Classroom Strategies
What is multi-sensory instruction?
Students with language-learning disabilities (Dyslexia) need to learn and review material by activating all sensory pathways to the brain simultaneously. This includes visual, auditory, and tactile pathways, and most importantly, the kinesthetic pathway involving the hands and muscles of the mouth. Utilizing all pathways allows students to be actively involved in their own learning.
Classroom-wide use of multi-sensory instruction:
Multi-sensory techniques can be successfully integrated into a whole class scaffolding approach; all students, regardless of learning needs, can benefit from using multiple learning pathways in the classroom as it appeals to all children’s desires to engage in active learning, allowing each student the opportunity to utilize their most dominant learning style, while simultaneously exercising their lesser-used pathways. Using multi-sensory instruction with an entire classroom allows teachers to better meet the needs of learning disabled students while appealing to the multiple learning styles of all students.
What ALL Students Remember:
- Lecture 5%
- Reading 10%
- Audio-Visual 20%
- Demonstration 30%
- Discussion Group 50%
- Practice by Doing 75%
- Cooperative Learning 90%
Common signs of Dyslexia: According to national averages, one in five students in your classroom experience characteristics that fit into the category of a disability.
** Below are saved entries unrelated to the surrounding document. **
PR #3452, opened 2017-11-21
Made the .net core 2.0 incompatibility more discoverable

ramonsmits:
Based on https://github.com/Particular/NServiceBus.SqlServer/issues/417

### DIFF
--- a/transports/sql/transactions_ambient-core-warning_sqltransport_[4,).partial.md
+++ b/transports/sql/transactions_ambient-core-warning_sqltransport_[4,).partial.md
@@ -1,1 +1,11 @@
-WARNING: The Transaction scope mode is not available in .NET Core 2.0 because the implementation of `SqlConnection` does not support enlisting in an ambient transaction.
+
+#### .NET Core 2.0 unsupported
+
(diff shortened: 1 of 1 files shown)


transports/sql/transactions_ambient-core-warning_sqltransport_[4,).partial.md
```diff
@@ -1 +1,12 @@
...
+
+The default transaction mode, i.e. transaction scope, is currently not supported in .NET Core 2.0. The attempt to use it will result in the following exception:
+
+```
+NServiceBus.Transport.SQLServer.MessagePump|Sql receive operation failed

Many of these disabilities are invisible to teachers unless you know what you are looking for.
Whether diagnosed with a language-learning disability or not, a student who exhibits many of the following traits will benefit from multi-sensory instruction:
- Student has difficulty comprehending main ideas/inferences
- Student has a higher speaking vocabulary than written vocabulary.
- When speaking, student may use words incorrectly, for example student says “component” when they meant to say “opponent.”
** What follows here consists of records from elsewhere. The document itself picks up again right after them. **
PR #3450, opened 2017-11-21
Updated SQLP samples to target new releases (V3 and V4)

SzymonPobiega:
- [x] https://docs.particular.net/samples/saga/migration/
- [x] https://docs.particular.net/samples/sql-persistence/transitioning-correlation-ids/
- [x] https://docs.particular.net/samples/sql-persistence/saga-rename/
- [x] https://docs.particular.net/samples/sql-persistence/simple/
- [x] https://docs.particular.net/samples/saga/sql-sagafinder/
- [x] https://docs.particular.net/samples/outbox/sql/
- [x] https://docs.particular.net/samples/sqltransport-sqlpersistence/
- [x] update snippets
- [x] updated docs pages

PR #3454, opened 2017-11-21
Fix broken samples

dbelcham:
The TC build script for the samples and snippets on TeamCity has been broken for a while allowing broken solutions to get deployed. This PR fixes most of those broken samples/snippets, with the exception of the ones in the SQL Persistence PR #3450 

The build script fix will be put in place once this PR is ready and merged to `master` (after #3450 has been committed and ff'd into this PR. That will break all of the other open PRs at that time. They will need to pull in the changes from this (rebase from `master`). An announcement will need to be made to let those PR owners know what they have to do.

### DIFF
--- a/Snippets/NHibernate/NHibernate_8/Usage.cs
+++ b/Snippets/NHibernate/NHibernate_8/Usage.cs
@@ -1,6 +1,7 @@
 ﻿using System;
 using global::NHibernate.Cfg;
 using NServiceBus;
+using NServiceBus.Persistence;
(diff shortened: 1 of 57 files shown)


SeanFeldman:
Smoke tested v8 versions of `azure-service-bus`, `polymorphic-events-asb`, and `native-integration-asb`. Everything works.

weralabaj:
FYI https://github.com/Particular/docs.particular.net/pull/3450 has been merged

- Student exhibits a significant gap between their potential and actual achievement; the student may have great intellectual potential butconsistently underperforms in language arts (sometimes Math).
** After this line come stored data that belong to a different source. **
PR #3458, opened 2017-11-24
Merging of two tutorial pages into one

dvdstelt:
When searching for monitoring tutorials, I got several results in search.
I immediately expected the tutorials for monitoring to be on the page called "Tutorials", before I looked further in search results for "Monitoring tutorials".

Both pages are currently two rather small & empty tutorial pages. One for regular NServiceBus, the other for monitoring.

- Student has difficulty with handwriting, written expression, and or spelling
- Student has trouble with directionality; can follow simple directions but cannot carry out multiple directions. The student understands directions that have been given, but does not carry out properly. Student struggles with directional relationships such as left-right, up-down, over-under.
- Student takes longer to complete tasks or answer questions
These discrepancies are what set language learning disabled students apart from students with other disabilities; students with Dyslexia have the potential to achieve academically, if they are given the proper learning support. Approximately 1 in 5 students are afflicted with a learning disability that affects their ability to learn traditionally.
Students with a Language Learning Disability Need . . .
- Direct/ Explicit Instruction
- Repetition of learned materials/ directions/ instructions
- Clear/succinct instructions
- Concrete models and examples
Organizational strategies
- Clear expectations
- Specific constructive criticism
- Organized and flexible teaching style
- More time/ less curriculum
- To be active learners
- Understand their strengths and weaknesses for a particular class
- Opportunities to show off their strengths
Multi-sensory Classroom Techniques:
- It can be helpful to directly teach prefixes, roots, and suffixes that deal with whatever content you are dealing with for added clarification and structure to the student’s understanding.
- When introducing spelling words, show words on overhead and give each student a tray of beans, sand, or shaving cream or give each student a carpet square to “draw” the spelling word. Have the whole class say and write each letter of the word three times:
- GIRL: While writing each letter in the sand, on carpet, etc., all students say “G . . . I . . . R . . . L says GIRL.” Have students “clear” their trays and repeat the process two more times.
- After students have practiced their words this way, have them write their spelling words on paper, using the same verbal queues.
- This technique is also affective when introducing math facts.
- Note cards are very helpful for memorizing facts. This helps with the visual clutter of many textbooks and is a hand-on, self-reinforcing activity.
- Math can also be a spatial issue for LD students. Allowing students to write problems on graph paper can help. Lots of white space between problems also helps
- For written assignments in any class the “underlining option” should be considered.
- This means that all in class assignments would be considered a rough draft. This helps students who are very poor spellers communicate what they really want to write without worrying about if their spelling is correct. They simply underline words that they think are misspelled and correct them for homework using a dictionary.
Remember to respect Dyslexic students’ cognitive abilities!
- Remember when teaching these students that they have normal to superior intelligence.
- They have processing differences that make it very difficult to show a teacher what they know.
- Be a diagnostic educator and help these students reach their full academic potential; this is extremely rewarding to both the student and the teacher.